Keep in mind that the rate of errors caught by AI will not be consistent. It will drop off over time.
While I’m no fan of AI, that has nothing to do with it. Adding AI to error detection suites is (mostly) fine so long as you don’t remove more tradional methods like code review, manually set up unit tests, and properly reviewing each failed test instead of just letting the AI slop in a patch.
My point is that any test you add to an existing codebase is going to catch a decent number of issues at first, then over time it will drop off as pre-existing issues get resolved. Then you’ll be left with the lower rate of new issues from updates.
AI isn’t a silver bullet.

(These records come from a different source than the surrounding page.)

Issue #536, opened 2016-01-09
[rfc] gb build/test automatically download missing dependencies


davecheney:
This rather blandly titled issue is a placeholder to discuss the changes to gb for the 0.4 series, which the roadmap hints _"improve gb vendor"_.

# Backstory
gb cares about reliable builds, a lot. Giving Go developers the tools they need to achieve repeatable builds was the motivation for developing gb, and the main way gb does this is via the `$PROJECT/vendor/src` directory. A bit later `gb-vendor` came along when it was clear that users wanted tooling to help them manage their vendor'd code.

But it also clear that not everyone is comfortable with actually having copies of the source in their tree; they would rather have a manifest file that explains where to get those dependencies on request. This catalyzed around the `gb vendor restore` command which I now regret accepting as it confused the message that gb's reliable build story is based on vendoring. See #498.

To be very clear, the answer for how to get the most reliable builds with gb is always to copy your dependencies into `$PROJECT/vendor/src`. But sometimes there is an argument for trading reliability for convenience, this is the motivation for this proposal.

# Proposal
I proposal that during package resolution (which happens for build and test, but may happen at other stages in the future) once the standard search locations have been exhausted (see below), a per user cache of source code is consulted, and if the package is not found in the cache, we attempt to fetch it using the standard `gb vendor fetch` lookup rules. 

Importantly, this is not a proposal to automatically invoke `gb vendor fetch`, but a separate mechanism that is invoked once all the _per project_ source locations have been exhausted.

TODO:
- [ ] decide if this is opt in or opt out; should there be a flag to disable / enable this behaviour, and if so, what its default state will be?

# Updating
Maintaining a cache means establishing rules for when the cache is updated. My proposal for this is updating the cache, ie fetching from upstream if the entry _is_ present in the cache, should be off by default.

This means adding a new flag, probably `-u` which effectively marks anything in the cache as stale and forces the upstream to be consulted. This could be a potentially very time consuming operation.

TODO:
- [ ] decide if a partial update is something that should be supported. The UI for this sounds complicated, so it might be simpler to give the user a command to clear a particular cached entry, which accomplishes the same thing.

# Package cache
The package cache, or more correctly a cache of source code, is a location where dependencies can be stored and referenced for gb projects. This cache is _per user_ not _per project_.

TODO:
- [ ] figure out the appropriate location for the package cache, some operating systems have a notion of a per user cache, others don't.

# Search order
The search order for packages is currently:

- `$GOROOT`
[...]

PR #537, opened 2016-01-12
new package: depfile

davecheney:
This package parses an io.Reader consisting of key/value pairs into a `map[string]map[string]string`. The format of the line is

    name key=value [key=value]...

The intention is this package will be used to parse a dependency file, or `depfile`, consisting of lines like this
```
github.com/pkg/profile version=0.1.0
github.com/docker/docker version=1.7.0
```
_note:_ this package does not assign semantic meaning to the contents of the `map[string]map[string]string`.

### DIFF
--- a/depfile/depfile.go
+++ b/depfile/depfile.go
@@ -1,0 +1,153 @@
+// depfile loads a file of tagged key value pairs.
+package depfile
+
+import (
+	"bufio"
+	"fmt"
+	"io"
+	"os"
+	"strings"
+)
+
+// ParseFile parses path into a tagged key value map.
+// See Parse for the syntax of the file.
+func ParseFile(path string) (map[string]map[string]string, error) {
+	r, err := os.Open(path)
+	if err != nil {
+		return nil, fmt.Errorf("%s:%v", path, err)
+	}
+	defer r.Close()
+	return Parse(r)
+}
+
+// Parse parses the contents of r into a tagged key value map.
+// If successful Parse returns a map[string]map[string]string.
+// The format of the line is
+//
+//     name key=value [key=value]...
+//
+// Elements can be seperated by whitespace (space and tab).
+// Lines that do not begin with a letter or number are ignored. This
+// provides a simple mechanism for commentary
+//
+//     # some comment
+//     github.com/pkg/profile version=0.1.0
+//
+//     ; some other comment
+//     // third kind of comment
+//       lines starting with blank lines are also ignored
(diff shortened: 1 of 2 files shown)


tianon:
This is a really simple file format! Easy to read, write, and parse, even in raw shell scripting. +1 here

tianon:
Do you envision specifying version ranges or constraints in this format somehow later, or planning to keep it really simple?

kostya-sh:
https://xkcd.com/927/ ;)

davecheney:
@tianon 

> Do you envision specifying version ranges or constraints in this format somehow later, or planning to keep it really simple?

This package just parses the file into `map[string]map[string]string`, it's up to the caller to interpret what that means.

wrt. questions about ranges and constraints, the decision in #536 is to use this file to specify a direct mapping of import path prefix to version number. Maybe if gb is extended to work with libraries, ranges could be added, but that's up to the calling code to interpret it, not this package.

davecheney:
@kostya-sh yup, that's about the size of it. I'm tired of JSON's inability to deal with numbers, and there are no other encodings save text/csv and xml in the standard library, so this will suffice.

tianon:
Right, makes sense -- I was just curious if you think this format is
expressive enough to cover that use case (which is likely to come up
eventually). :+1:

davecheney:
@tianon should be, it's just `key=value`, you can have multiple kv pairs. Here is an example of an valid, but entirely bogus depfile 
```
// use docker 1.7.0
github.com/docker/docker version=1.7.0 vcs=git

// use paultag's fork
github.com/docker/machine remote=https://github.com/paultag/machine rev=ebcidic
```

tianon:
Yeah, apologies -- I didn't want to get this straying too far from the actual file format (since how to use the file format for dependencies is definitely a separate discussion), but IMO thinking about the use case for the format is helpful when designing it. :+1:

Seems sane enough to me!

davecheney:
One case which is not covered is quoting whitespace. I don't plan to add it til it is needed.

kostya-sh:
@davecheney, I am actually quite like this format. Still I beleive having a single format for all Go dependency management tools would be better.

Very minor nit: depfile is not very suitable name for a _package does not assign semantic meaning to the contents of the map[string]map[string]string_

davecheney:
I'll probably move this package out of gb, I think it'll be called taggedkv.

re: no single format, yes I am disappointed as well.

PR #547, opened 2016-01-18
Upstream gvt restore patches: delete old deps and parallel downloads

FiloSottile:
gvt had a command called rebuild, which looked exactly like restore (because I'm an idiot and didn't remember removing restore when doing the first port).

I renamed it restore, and this PR upstreams the two main changes that were applied to gvt rebuild:

 * old dependencies are deleted if they exist before the copypath
 * downloads are parallel (FiloSottile/gvt#10 by @petrkotek)


cmd/gb-vendor/restore.go
```diff
@@ -11,23 +14,35 @@ import (
 	"github.com/constabulary/gb/vendor"
 )
 
+var (
+	rbInsecure    bool // Allow the use of insecure protocols
```
davecheney: I cannot see where this is being set

cmd/gb-vendor/restore.go
```diff
@@ -11,23 +14,35 @@ import (
...
+	rbConnections uint // Count of concurrent download connections
```
davecheney: or this

davecheney:
Look, this is going to be an awkward conversation, but I don't want to take any patches for gb vendor restore. It was a mistake to accept that feature in the first place because it confuses the story that gb handles dependencies through vendoring into `$PROJECT/vendor/src`.

If you don't want to, or cannot vendor the source into `$PROJECT/vendor/src` then I offer the depfile proposal, #536 as an alternative.

Thanks for your understanding.

cmd/gb-vendor/restore.go
FiloSottile: Because I'm terrible. Fixed.

FiloSottile:
I fully expected that reply. I'm equally unhappy about gvt restore. However, these are patches that I had accepted a long time ago in gvt, and I'm really trying to keep the core of gvt in sync with gb-vendor (for my own sanity).

I believe these are pretty technical changes, nothing behavioral, so I gave upstreaming a try. I'd still be happier if this was accepted, after which I'd stop taking patches on gvt restore, too. But I'll understand if you close it, and I'll just keep the commits around and apply them to gb master if I need it when syncing.

PR #548, opened 2016-01-18
Only match package from $PROJECT/src

### LINKED ISSUE #505: cmd/gb: refuse to build any package that is not rooted in $PROJECT/src
Because gb uses `go/build` package resolution can be fooled into building any package that is in scope. This should be prohibited.
```
zapf(/tmp/src) % gb build net/http
FATAL: command "build" failed: failed to resolve import path "net/http": cannot find package "golang.org/x/net/http2/hpack" in any of:
        /Users/dfc/go/src/golang.org/x/net/http2/hpack (from $GOROOT)
        /tmp/src/golang.org/x/net/http2/hpack (from $GOPATH)
        /tmp/vendor/src/golang.org/x/net/http2/hpack
```
Had this not been Go 1.6, this would have succeeded, and will probably succeed once the resolver refactorings land.

davecheney:
Fixes #505

Only packages matching $PROJECT/src/... will match package arguments or globs.

### DIFF
--- a/cmd/gb/gb_test.go
+++ b/cmd/gb/gb_test.go
@@ -1541,3 +1541,22 @@ func main() { println("hello world") }
 	gb.run("build")
 	gb.mustNotExist(gb.path("bin", name))
 }
+
+func TestGbBuildCannotReferencePackagesOutsideProjectSrc(t *testing.T) {
+	gb := T{T: t}
+	defer gb.cleanup()
+
+	gb.tempDir("src/vendor/src/net/http")
+	gb.tempFile("src/vendor/src/net/http/http.go", `package http
+func init() {
+	println("I should not compile")
+}
+`)
+	gb.cd(gb.tempdir)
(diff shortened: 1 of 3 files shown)


sr:
:sparkling_heart: thanks for fixing this.

sr:
Side effects, possibly unwanted, probably interesting to note regardless:

Prior to this change, I was able to vendor all "binaries", e.g. do

```
$ gb vendor fetch github.com/golang/protobuf
$ gb build github.com/golang/protobuf/protoc-gen-go
$ ls bin/protoc-gen-go
```

davecheney:
@sr sorry that this broke your workflow. I think I made  promise to someone that I would let package resolution match both roots in `$PROJECT/src` and `$PROJECT/vendor/src`, i'll fix it this morning.

davecheney:
@sr #555 should fix the problem, i've added some tests to make sure

PR #555, opened 2016-01-19
Fix package resolution (again)

### LINKED ISSUE #505: cmd/gb: refuse to build any package that is not rooted in $PROJECT/src

davecheney:
Fixes #505

Refactoring the importer and package root resolution broke a
supported, or promised (I cannot find the link) mode of operation.
See https://github.com/constabulary/gb/pull/548#issuecomment-172972528

This change restores the ability to build packages from $PROJECT/vendor/src
providing they are named explicitly, globbing is not supported.

### DIFF
--- a/cmd/gb/build.go
+++ b/cmd/gb/build.go
@@ -151,9 +151,8 @@ func resolveRootPackages(r Resolver, paths ...string) ([]*gb.Package, error) {
 		if err != nil {
 			return pkgs, fmt.Errorf("failed to resolve import path %q: %v", path, err)
 		}
-		if pkg.SrcRoot != filepath.Join(r.Projectdir(), "src") {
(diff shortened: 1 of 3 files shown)


sr:
Confirmed this fixes the issue. Thanks!

PR #581, opened 2016-03-19
gb-vendor: fix recursive dependency fetching with -branch

FiloSottile:
The branch indication was being carried on to the recursive dependencies
because the global branch variable was getting shadowed before being
cleared.

Reported in FiloSottile/gvt#25


davecheney:
Nice one. Thank you.

PR #578, opened 2016-03-12
support ssh with bitbucket and private repos

sc0rp1us:
P.S. do not forget bring back vendor imports

```
diff --git a/cmd/gb-vendor/fetch.go b/cmd/gb-vendor/fetch.go
index ee818be..711f1dd 100644
--- a/cmd/gb-vendor/fetch.go
+++ b/cmd/gb-vendor/fetch.go
@@ -13,7 +13,7 @@ import (
        "github.com/constabulary/gb"
        "github.com/constabulary/gb/cmd"
        "github.com/constabulary/gb/fileutils"
-       "github.com/constabulary/gb/vendor"
+       "github.com/sc0rp1us/gb/vendor"
 )

```

PR #586, opened 2016-04-01
Fix problem with private repositories

girokon:
If I use my private repository at github as dependency in my project, when I try to do `gb restore` or `gb update`, gb ignores my schema, and by default uses https and this breaks my build process on CI, because git asks to input a username and a password for https and I can't automatically answer on these questions in the build script.
This PR solves the issue

### DIFF
--- a/cmd/gb-vendor/restore.go
+++ b/cmd/gb-vendor/restore.go
@@ -9,6 +9,7 @@ import (
 	"github.com/constabulary/gb/cmd"
 	"github.com/constabulary/gb/fileutils"
 	"github.com/constabulary/gb/vendor"
+	"net/url"
 )
 
 func addRestoreFlags(fs *flag.FlagSet) {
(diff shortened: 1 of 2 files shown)


davecheney:
I'm not sure this will work. I don't believe the scheme is recorded in the manifest. 

Please add a test to support this change, and ensure it doesn't regress later.

davecheney:
fwiw. I think you probably want to use the .gitconfig method that is required by the go tool to force ssh on certain repos.

Or, just skip gb-vendor if it's not working for you, use git submodules instead.

davecheney:
Thanks. Sorry it took so long to merge.

davecheney:
I'm sorry, I had to revert this fix. 

Please,

1. Raise an issue describing what you see, please also look at #578 
2. Please repropose this PR including a test.

Thanks

PR #616, opened 2016-06-21
cmd/gb: restore "all" alias

davecheney:
Restore the "all" alias for matching packages. This was never advertised
but apparently people are using it[1], so hack it back in with a test.

1. https://twitter.com/archeronl/status/745202118332657664


domudall:
`gb build all` is in the Getting Started guide - https://getgb.io/examples/getting-started/ - If this is not the correct command to be using, can the guide please be updated to reflect?

davecheney:
Wow. I'm sorry, I'll update that documentation, but I've added "all" back and added a test so it doesn't regress.

Sorry about the breakage.

PR #629, opened 2016-06-29
cmd/gb: add tag key to depfile

davecheney:
Add a new depfile key, `tag` which is an unadorned github release tag.


tomasky:
But some projects  didn't   have tags

davecheney:
Then they need to start making them, and you need to push them to do so. http://dave.cheney.net/2016/06/24/gophers-please-tag-your-releases

PR #631, opened 2016-07-01
internal/vendor: Add newline to end of file

zchee:
Currently, `git-diff` command suggests "No newline at end of file".

And if edit `vendor/manifest` file uses any editor such as vim, will add newline to the end of file.
So meaningless commit diff will create.
However, this change is adding a new line to all of the manifest files of until now, so also will create meaningless commit diff.

If it normal behavior, please ignore it.

### DIFF
--- a/internal/vendor/manifest.go
+++ b/internal/vendor/manifest.go
@@ -118,6 +118,11 @@ func writeManifest(w io.Writer, m *Manifest) error {
 	if err != nil {
 		return err
 	}
+	// MarshalIndent does not append a newline after the final closing
+	// curly brace, however many editors will helpfully do this which causes
+	// lots of pointless diffs if you edit the manifest file manually. To work
+	// around this, add a newline after MarshalIndent.
+	buf = append(buf, '\n')
 	_, err = io.Copy(w, bytes.NewReader(buf))
 	return err
 }
--- a/internal/vendor/manifest_test.go
+++ b/internal/vendor/manifest_test.go
@@ -96,7 +96,8 @@ func TestEmptyPathIsNotWritten(t *testing.T) {
 			"branch": "master"
 		}
 	]
-}`
+}
+`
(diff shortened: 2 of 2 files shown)


davecheney:
The policy of this project is to raise an issue before sending a PR. In future please consider this.

davecheney:
Hmm. I see the problem, I think this is reasonable. Please fix the test failures then ping me to let me know you've updated the PR.

zchee:
> The policy of this project is to raise an issue before sending a PR. In future please consider this.

Ah, sorry...
I will be careful not to forget that in the future.

> Hmm. I see the problem, I think this is reasonable. Please fix the test failures then ping me to let me know you've updated the PR.

Thanks.
I will fix test file and ping to you later. Please wait for a little while longer.

zchee:
@davecheney Fixed `internal/vendor/manifest_test.go`.
All tests have passed. PTAL.

Thanks.

internal/vendor/manifest.go
```diff
@@ -118,6 +118,7 @@ func writeManifest(w io.Writer, m *Manifest) error {
 	if err != nil {
 		return err
 	}
+	buf = append(buf, byte('\n'))
```
davecheney: // MarshalIndent does not append a newline after the final closing
// curly brace, however many editors will helpfully do this which causes
// lots of pointless diffs if you edit the manifest file manually. To work
// around this, add a newline after MarshalIndent.
buf = append(buf, '\n')

zchee: @davecheney Got it. Fix and Added comment now.

davecheney:
Thank you. This will go out in 0.4.4 sometime in the next week.

zchee:
@davecheney Thanks for the merge!
and `gb` is very useful, thanks again for great tool.

Issue #212, opened 2015-06-11
Can we please have a version in this tool?


wolfeidau:
Currently there is no version information provided so it is difficult to assert whether the tool needs updating.

As in `gb version` just helps me keep things in sync across machines.

Thanks

davecheney:
Yup, that is a fair request.

At the moment we're moving a orbital speeds, hopefully we'll slow down to a pace where milestones and releases start to make good sense.

What will most likely happen is we'll move from go get to self hosted, and at that point ship actual releases via github.

I can't promise to do this in the short term, but I understand the requirement and think it valid.

leifmadsen:
@davecheney Just cruising by. How much more is required to close this out now that you're tagging releases like 0.1.0 and 0.1.1 on GitHub?

davecheney:
Unfortunately a lot as the go tool does not have the ability to consume a
git tag and annotate a binary. This can be done with extra scripting, but
that won't help people that just use go get.

mpasternacki:
How about scripting the release process? Let's say, a `release.sh` script, which would take version number as argument, and do something along the lines of:

```sh
#!/bin/sh
set -e
VERSION="$1"

cat >version.go <<EOF
package gb

const Version = "$VERSION"
EOF

git commit -m "Release version $VERSION" version.go

# If relevant, sign the tag with gpg
git tag -a -m "Tag version $VERSION" v$VERSION

cat >version.go <<EOF
package gb

const Version = "$VERSION+git"
EOF

git commit -m "Set development version $VERSION+git" version.go

git push --tags
```

This would take care of keeping tags and committed version number in sync. This would mean that building directly from a tagged release (e.g. by a packaging tool) has exact version number defined, and using `go get` directly off master is marked `+git`, so that work-in-progress versions are clearly distinguished. The downside is always having `+git` on `go get`-derived libraries, because master would always be younger than the tag.

A more stable/reliable option could be adopting something like git-flow, where master branch is always latest released version, and a separate develop branch is release-ready development. Then master would always be a tagged revision, develop would add `+git` suffix, and release process would drop it. This is more complex and not everybody likes git-flow, but it has the benefit of master (pulled by default by `go get`) always being the most recent released version.

mpasternacki:
(Hm. Unless `go get` pulls the default branch rather than specifically master. With git-flow-like setup you need to set _develop_ as main branch on github, otherwise all the PRs you'll get will be against master)

davecheney:
[...]

PR #639, opened 2016-07-22
Add 'gb version' tool

kevinburke:
Run `gb version` to print the version of GB, and the Go version used to compile
the gb binary. This information is useful for debugging and error reporting.

I'm not sure how you release GB - I assume a git tag is involved somewhere
- but that process will need to update to bump the version constant in
`cmd/gb/version.go`. One such tool exists here: github.com/Shyp/bump_version.

### DIFF
--- a/cmd/gb/version.go
+++ b/cmd/gb/version.go
@@ -1,0 +1,29 @@
+package main
+
+import (
+	"fmt"
+	"runtime"
+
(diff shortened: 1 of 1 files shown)


davecheney:
Thank you for this proposal. Sadly I cannot accept it at this time, please see #212 for the rational for this decision.

PR #1218, opened 2023-04-27
Add ktlint to libs.versions.toml

mikescamell:
Much like the trick with the Compose Compiler we can do the same with ktlint to allow Renovate to update.


chrisbanes (approved):
Cheers Mike! Hope you're well

PR #1247, opened 2023-05-10
Add Gradle convention plugins

### LINKED ISSUE #1243: Use Gradle convention plugins to share build logic
Tivi Gradle modules share some common build logic. This is either done by duplicating it in every module (e.g. applying the cache fix plugin) or using the `allprojects` block.

Gradle's recommended way to do this is to use [convention plugins](https://docs.gradle.org/current/userguide/sharing_build_logic_between_subprojects.html). The idea is to have plugins like `app.tivi.android.library`, `app.tivi.android.application` (and apply these instead of the `com.android.library` and `com.android.application`). These plugins can then configure the common build logic. If needed, the modules can override these defaults (which is trickier to do with the `allprojects` block).

One downside with this approach is that you might forget to apply the convention plugins and use the standard Android plugins instead. If this is really an issue, the `allprojects` block can be used to check that every module applies one of the convention plugins.

Here are a few examples using it
https://github.com/android/nowinandroid/tree/main/build-logic
https://github.com/dropbox/focus/blob/main/settings.gradle#L2
https://github.com/jjohannes/gradle-project-setup-howto/blob/main/settings.gradle.kts#L2

erikghonyan:
Tivi Gradle modules share some common build logic. This is either done by duplicating it in every module (e.g. applying the cache fix plugin) or using the allprojects block.

Gradle's recommended way to do this is to use [convention plugins](https://docs.gradle.org/current/userguide/sharing_build_logic_between_subprojects.html). The idea is to have plugins like app.tivi.android.library, app.tivi.android.application (and apply these instead of the com.android.library and com.android.application). These plugins can then configure the common build logic. If needed, the modules can override these defaults (which is trickier to do with the allprojects block).

Here are a few examples using it
https://github.com/android/nowinandroid/tree/main/build-logic https://github.com/dropbox/focus/blob/main/settings.gradle#L2 https://github.com/jjohannes/gradle-project-setup-howto/blob/main/settings.gradle.kts#L2

Fixes #1243

### DIFF
--- a/android-app/app/build.gradle.kts
+++ b/android-app/app/build.gradle.kts
@@ -18,7 +18,7 @@
 import org.jetbrains.kotlin.gradle.tasks.KotlinCompilationTask
 
 plugins {
-    alias(libs.plugins.android.application)
+    id("app.tivi.android.application")
     alias(libs.plugins.kotlin.android)
     alias(libs.plugins.cacheFixPlugin)
     alias(libs.plugins.ksp)
--- a/android-app/benchmark/build.gradle.kts
+++ b/android-app/benchmark/build.gradle.kts
@@ -18,7 +18,7 @@
 import com.android.build.api.dsl.ManagedVirtualDevice
 
 plugins {
-    alias(libs.plugins.android.test)
+    id("app.tivi.android.test")
     alias(libs.plugins.kotlin.android)
 }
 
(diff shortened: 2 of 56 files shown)


chrisbanes:
I'm going to go ahead and land this as a first step, as I have a use-case to share some more setup.

erikghonyan:
Sounds great! I was just about to push another commit to move the cache fix plugin, I'll open a new PR for it 🙂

It (sometimes) is another tool in the toolbox.
irmadlad@lemmy.world
Tangent5280@lemmy.world 3 days ago
If you pay attention you can hear a hundred NSA assholes tear their hair out
20 years of hoarding CVEs down the drain.
Now they’ll never be able to gg ez their way into any countey and will have to actually use their bribery budget to get more implants lol.
sp3ctr4l@lemmy.dbzer0.com 3 days ago
Which means the new paradigm will be ‘every piece of hardware is a supply chain attack.’
panda_abyss@lemmy.ca 10 hours ago
This is why they restrict Mythos and similar.
They want the vulnerability machine, and they don’t want you to have it.
chicken@lemmy.dbzer0.com 2 days ago
You don’t think frontier AI models are leaving some out deliberately?
Reannlegge@lemmy.ca 2 days ago
If they leave it out someone else will find it, the days of leaving things out deliberately past.